Problem statement
The records that follow are to be repeated exactly, in full.

*** Block opens ***

PR #725, opened 2020-03-17
Rewrite function declarations

pamelafox:

This rewrites function declarations into variable declarations. It does the rewriting when all the other rewriting is done, which happens after linting and tests are run.

The goal is that I can write examples for AP CSP that use function declaration syntax, as that is more compatible with how Code.org students are learning functions. That makes it easier for Code.org students/teachers to use the KA materials for remote learning.

It's one more check while walking the AST. Should be negligible?

Yes, I added several in ast-transform. Happy to add any more edge cases you can think of.

### Risks involved

I think the AP CSP examples would be fine/not risky, I can put this on a ZND to see.
However, If other people start using this syntax, they may run into unforeseen issues with it: interaction with real-time update, interaction with challenge graders, etc. If they do run into issues, I disabled the babyhint so they would not see any message that'd indicate why something went awry.

Do you think this could put programs at risk somehow that aren't using function declarations? (Are there nodes with type=FunctionDeclaration besides what I'm testing?)

webapp would need to be updated upstream

Try this program, see rect and ellipse:

```
function dry(x, y) {
    function innerFunc(x, y) {
        ellipse(x, y, 16, 13);
    }
    rect(x, y, 167, 137);
    innerFunc(102, 88);
}

dry(120, 95);

```

### DIFF
--- a/js/output/pjs/babyhint.js
+++ b/js/output/pjs/babyhint.js
@@ -218,8 +218,6 @@ var BabyHint = {
 
             // Checks could detect new errors, thus must run on every line
             errors = errors
-                // check for incorrect function declarations
-                .concat(BabyHint.checkFunctionDecl(line, lineNumber))
                 // we don't allow ending lines with "="
                 .concat(BabyHint.checkTrailingEquals(line, lineNumber))
                 // check for correct number of parameters
--- a/js/output/pjs/pjs-ast-transforms.js
+++ b/js/output/pjs/pjs-ast-transforms.js
@@ -318,3 +318,29 @@ ASTTransforms.rewriteNewExpressions = function(envName) {
         }
     }
 };
+
+
+
+ASTTransforms.rewriteFunctionDeclarations = {
+    leave(node, path) {
+        if (node.type === "FunctionDeclaration") {
+            var decl = {
+                type: "VariableDeclarator",
+                id: {
+                    type: "Identifier",
+                    name: node.id.name
+                },
+                init: {
+                    type: "FunctionExpression",
+                    id: null,
+                    params: node.params,
+                    body: node.body,
+                    generator: node.generator,
+                    expression: node.expression,
+                    async: node.async
+                }
+            };
+            return b.VariableDeclaration([decl], "var");
+        }
+    }
+};
--- a/tests/output/webpage/output_test.js
+++ b/tests/output/webpage/output_test.js
@@ -263,24 +263,11 @@ describe("Linting", function() {
         ]
     );
 
-    if (!isFirefox()) {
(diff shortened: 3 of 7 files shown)


tests/output/webpage/output_test.js
```diff
@@ -263,24 +263,11 @@ describe("Linting", function() {
...
-
-    if (isFirefox()) {
-        // slowparse succeeds when parsing this HTML on Firefox.
-        failingTest("Not so fatal slowparse error detected (Firefox)",
-            "<li><a href='</li><img src='https://www.kasandbox.org'>", [
-                {row: 0, column: 7, lint: {type: "INVALID_ATTR_NAME"}}
-            ]
-        );
-    }
+    failingTest("Slowparse error detected",
```
pamelafox: It used to be that Chrome and Firefox behaved differently, but they now appear to act the same (at least locally, let's see what TravisCI says)

danielhollas:
FWIW that "slow parse error" test was also failing for me locally when I was working on #724. Glad to know I am not the only one. :slightly_smiling_face:

js/output/pjs/pjs-ast-transforms.js
```diff
@@ -318,3 +318,29 @@ ASTTransforms.rewriteNewExpressions = function(envName) {
...
+                    name: node.id.name
+                },
+                init: {
+                    type: "FunctionExpression",
+                    id: null,
+                    params: node.params,
+                    body: node.body,
+                    generator: node.generator,
+                    expression: node.expression,
+                    async: node.async
```
kevinbarabash: just in case 😉

js/output/pjs/babyhint.js
```diff
@@ -218,8 +218,6 @@ var BabyHint = {
 
             // Checks could detect new errors, thus must run on every line
             errors = errors
-                // check for incorrect function declarations
-                .concat(BabyHint.checkFunctionDecl(line, lineNumber))
```
kevinbarabash: It's nice that we don't have to disable all of BabyHint.

pamelafox:
@danielhollas good to know! Must be some environment mismatch.

@kevinbarabash Thanks for the review! I deployed to a ZND and things are looking good there so far:  https://static-znd-200317-pamela-p.khanacademy.org/computer-programming/new/pjs

danielhollas:
@pamelafox not sure if this is of any concerns for AP CSP student, but potentially confusing thing is that function hoisting does not work in this approach:

image

pamelafox:
@danielhollas I'm fine with that, as I think it's better practice to define your functions first. (More cross-language friendly). But thank you for bringing it up, it's useful to track the effects of this change/approach.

*** Block closes ***

Answer to this problem
PR #725, opened 2020-03-17
Rewrite function declarations

pamelafox:

This rewrites function declarations into variable declarations. It does the rewriting when all the other rewriting is done, which happens after linting and tests are run.

The goal is that I can write examples for AP CSP that use function declaration syntax, as that is more compatible with how Code.org students are learning functions. That makes it easier for Code.org students/teachers to use the KA materials for remote learning.

It's one more check while walking the AST. Should be negligible?

Yes, I added several in ast-transform. Happy to add any more edge cases you can think of.

### Risks involved

I think the AP CSP examples would be fine/not risky, I can put this on a ZND to see.
However, If other people start using this syntax, they may run into unforeseen issues with it: interaction with real-time update, interaction with challenge graders, etc. If they do run into issues, I disabled the babyhint so they would not see any message that'd indicate why something went awry.

Do you think this could put programs at risk somehow that aren't using function declarations? (Are there nodes with type=FunctionDeclaration besides what I'm testing?)

webapp would need to be updated upstream

Try this program, see rect and ellipse:

```
function dry(x, y) {
    function innerFunc(x, y) {
        ellipse(x, y, 16, 13);
    }
    rect(x, y, 167, 137);
    innerFunc(102, 88);
}

dry(120, 95);

```

### DIFF
--- a/js/output/pjs/babyhint.js
+++ b/js/output/pjs/babyhint.js
@@ -218,8 +218,6 @@ var BabyHint = {
 
             // Checks could detect new errors, thus must run on every line
             errors = errors
-                // check for incorrect function declarations
-                .concat(BabyHint.checkFunctionDecl(line, lineNumber))
                 // we don't allow ending lines with "="
                 .concat(BabyHint.checkTrailingEquals(line, lineNumber))
                 // check for correct number of parameters
--- a/js/output/pjs/pjs-ast-transforms.js
+++ b/js/output/pjs/pjs-ast-transforms.js
@@ -318,3 +318,29 @@ ASTTransforms.rewriteNewExpressions = function(envName) {
         }
     }
 };
+
+
+
+ASTTransforms.rewriteFunctionDeclarations = {
+    leave(node, path) {
+        if (node.type === "FunctionDeclaration") {
+            var decl = {
+                type: "VariableDeclarator",
+                id: {
+                    type: "Identifier",
+                    name: node.id.name
+                },
+                init: {
+                    type: "FunctionExpression",
+                    id: null,
+                    params: node.params,
+                    body: node.body,
+                    generator: node.generator,
+                    expression: node.expression,
+                    async: node.async
+                }
+            };
+            return b.VariableDeclaration([decl], "var");
+        }
+    }
+};
--- a/tests/output/webpage/output_test.js
+++ b/tests/output/webpage/output_test.js
@@ -263,24 +263,11 @@ describe("Linting", function() {
         ]
     );
 
-    if (!isFirefox()) {
(diff shortened: 3 of 7 files shown)


tests/output/webpage/output_test.js
```diff
@@ -263,24 +263,11 @@ describe("Linting", function() {
...
-
-    if (isFirefox()) {
-        // slowparse succeeds when parsing this HTML on Firefox.
-        failingTest("Not so fatal slowparse error detected (Firefox)",
-            "<li><a href='</li><img src='https://www.kasandbox.org'>", [
-                {row: 0, column: 7, lint: {type: "INVALID_ATTR_NAME"}}
-            ]
-        );
-    }
+    failingTest("Slowparse error detected",
```
pamelafox: It used to be that Chrome and Firefox behaved differently, but they now appear to act the same (at least locally, let's see what TravisCI says)

danielhollas:
FWIW that "slow parse error" test was also failing for me locally when I was working on #724. Glad to know I am not the only one. :slightly_smiling_face:

js/output/pjs/pjs-ast-transforms.js
```diff
@@ -318,3 +318,29 @@ ASTTransforms.rewriteNewExpressions = function(envName) {
...
+                    name: node.id.name
+                },
+                init: {
+                    type: "FunctionExpression",
+                    id: null,
+                    params: node.params,
+                    body: node.body,
+                    generator: node.generator,
+                    expression: node.expression,
+                    async: node.async
```
kevinbarabash: just in case 😉

js/output/pjs/babyhint.js
```diff
@@ -218,8 +218,6 @@ var BabyHint = {
 
             // Checks could detect new errors, thus must run on every line
             errors = errors
-                // check for incorrect function declarations
-                .concat(BabyHint.checkFunctionDecl(line, lineNumber))
```
kevinbarabash: It's nice that we don't have to disable all of BabyHint.

pamelafox:
@danielhollas good to know! Must be some environment mismatch.

@kevinbarabash Thanks for the review! I deployed to a ZND and things are looking good there so far:  https://static-znd-200317-pamela-p.khanacademy.org/computer-programming/new/pjs

danielhollas:
@pamelafox not sure if this is of any concerns for AP CSP student, but potentially confusing thing is that function hoisting does not work in this approach:

image

pamelafox:
@danielhollas I'm fine with that, as I think it's better practice to define your functions first. (More cross-language friendly). But thank you for bringing it up, it's useful to track the effects of this change/approach.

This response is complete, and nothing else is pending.